Piso in spagnolo significa appartenento. Significa anche pavimento, yo piso significa io pesto. La prima persona del verbo pisar al tempo presente. Appartamento quindi come zona calpestabile, suolo, pavimento, a maggior ragione come luogo calpestabile. Oggi ho  formulato un desiderio diretto, via sms. Vorrei una mucca come animale domestico. Non le farei mancare niente.

 

Parlando di cose meno serie ma altrettanto dilettevoli, ieri un topo grasso mi ha attraversato la strada, io l’ho guardato e gli ho detto “ciao topo grasso” , e lui mi ha risposto, “hello motherfucker!”

 

Ecco la recensione di quel film che sicuramente vi interessa

 

sigari e sigarette

In Germania c’è una smodata passione per varie cose, tra cui fumare. I fumatori in Germania sono molti, la qual cosa contrasta con la ricerca della salute in varie forme, dal cibo alla lotta contro l’inquinamento attraverso un uso massiccio del mezzo bicicletta. Fumano le persone di mezza età, molto, e fumano anche molti giovani. Fuori dagli uffici capita spesso di vedere individui fumanti, che chiacchierano gustando i loro bastoncini di tabacco involucrati in carta di color per lo più bianca. Se siete fumatori state tranquilli, vi sono bar, e non pochi, dove si può fumare. La maggior parte direi. Qui non è vietato categoricamente come da noi, in cui l’unica variante è la saletta fumatori ad hoc.Qui un bar con scritto “bar per fumatori”, RAUCHER-BAR per la precisione.

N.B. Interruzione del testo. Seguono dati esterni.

PR #6863, opened 2024-09-16
fix: added bounds check in gif decoder

Alpeev:
Added bound check in the gif header  parsing functions to avoid integer overflow with subsequent allocation of wrongly-sized-buffer;
Also, added checks to avoid buffer overruns in the image parsing functions.

### DIFF
--- a/src/libs/gif/gifdec.c
+++ b/src/libs/gif/gifdec.c
@@ -113,9 +113,17 @@ static gd_GIF * gif_open(gd_GIF * gif_base)
     /* Aspect Ratio */
     f_gif_read(gif_base, &aspect, 1);
     /* Create gd_GIF Structure. */
-#if LV_GIF_CACHE_DECODE_DATA
+    #if LV_GIF_CACHE_DECODE_DATA
+    if(0 == (INT_MAX - sizeof(gd_GIF) - LZW_CACHE_SIZE) / width / height / 5){
+        LV_LOG_WARN("Image dimensions are too large");
+        goto fail;
+    } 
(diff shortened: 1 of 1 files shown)


src/libs/gif/gifdec.c
```diff
@@ -113,9 +113,21 @@ static gd_GIF * gif_open(gd_GIF * gif_base)
     /* Aspect Ratio */
     f_gif_read(gif_base, &aspect, 1);
     /* Create gd_GIF Structure. */
-#if LV_GIF_CACHE_DECODE_DATA
+    if(0 == width || 0 == height){
+        LV_LOG_WARN("Zero size image");
+        goto fail;
+    }
+    #if LV_GIF_CACHE_DECODE_DATA
```
kisvegabor:
```suggestion
#if LV_GIF_CACHE_DECODE_DATA
```

kisvegabor (commented):
Wao, thank you! To be honest, we haven't focused on these kind of issues so far. It's great that now you made the first step! :rocket:

Alpeev:
Thanks!

Alpeev:
Are there any target archs with 16 bit ints?

Alpeev:
Modified so as to avoid problems in arches with 16 bit ints. 
In the long run though, it is a good idea to change all counter varibles either to size_t or fixed-size integers.

kisvegabor (approved):

kisvegabor:
> In the long run though, it is a good idea to change all counter varibles either to size_t or fixed-size integers.

In LVGL we are doing that, however we integrate 3rd party libraries with as minimal modifications as possible.

liamHowatt (approved):

PR #6864, opened 2024-09-17
fix(image): lv_image_set_inner_align() behaviour with LV_IMAGE_ALIGN_STRETCH

rdegliesposti:
If you try to set the inner alignment of an image with `lv_image_set_inner_align` to `LV_IMAGE_ALIGN_STRETCH` when an image source for the widget is not yet set, lvgl will attempt a division by zero which results in a crash.


rdegliesposti:
`update_align` should also reset the scale of the image once the alignment has been changed to something else

kisvegabor (approved):
Both make sense, thank you!

FASTSHIFT (approved):

liamHowatt (approved):

Issue #6865, opened 2024-09-17
lv_obj_add_style () may crash appl


glory-man:
### LVGL version

v8.3, v8.4

### What happened?

There is no checking of limits for
[`obj->style_cnt++;](https://github.com/lvgl/lvgl/blob/03e01bdd3e552da632a9b5e853d2efa3540c02d9/src/core/lv_obj_style.c#L91)
It may overflow 63 limit and become zero value

Also if you add the same style multiple times it will be added many times. Unlike version 7 where the same style could only be added once because the function `lv_obj_add_style()` in v7 uses a `_lv_style_list_remove_style()`  call to prevent multiple insertion of the same style

glory-man:
also I interested what will return `lv_mem_realloc()` couldn't have enough memory to allocate increased styles buffer, or how will work `lv_obj_add_style()` if `lv_mem_realloc()` returned NULL

kisvegabor:
In v9 we already have `LV_ASSERT(obj->style_cnt < 63);` and `    lv_obj_remove_style(obj, style, selector);` to address these. I think the same can be backported to v8. 


Regarding `lv_mem_realloc`, it returns `NULL` on out of memory. It's not ideal for sure, however the approach small memory allocations like this is that if you are out of memory here it's hard to recover and the system will crash anyway.

glory-man:
> Regarding `lv_mem_realloc`, it returns `NULL` on out of memory. It's not ideal for sure, however the approach small memory allocations like this is that if you are out of memory here it's hard to recover and the system will crash anyway.

maybe it makes sense to at least add `LV_ASSERT_MALLOC(obj->styles);` as this realized for labels

kisvegabor:
https://github.com/lvgl/lvgl/pull/6873 is merged, closing. Thank you!

PR #6873, opened 2024-09-18
feat(style): add style_cnt and styles checks

glory-man:
added ASSERT to control style_cnt limits & try to remove style if it already added during adding styles.
Fixes https://github.com/lvgl/lvgl/issues/6865


kisvegabor (approved):
Thank you!

liamHowatt (approved):
Thanks!

I know we're just syncing v8.4 with `master` so it all looks good for now, but why is the limit 63 and not 64? Also, could the `ASSERT` come after the `lv_obj_remove_style` since the remove might open up a new spot?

Ho visto un fantasma nel bagno

Tanto vale riempire il proprio bagno di elettrodomestici. Le case produttrici di essi, mostri leviatanici sull’orlo dell’immortalità, hanno copiato da tempo il mercato degli stupefacenti. Abbassare il prezzo e aumentare il bacino di utenza. Chissà se è mai morto nessuno di overdose di lavastoviglie. Questa mattina ho visto un fantasma nel bagno. Sto vedendo ossessivamente film su fantasmi e cacciatori di essi, in modo da imparare come contrastarli. Gli elettrodomestici servono per costruire armi contro di loro. E’ tutto organizzato alla perfezione, nulla al caso, ogni dettaglio sarà riutilizzato a mio beneficio contro i fantasmi. Il segreto è accompagnare le visioni con dei film noir d’annata, possibilmente proiettati in contemporanea in una seconda televisione, in stereofonia visiva.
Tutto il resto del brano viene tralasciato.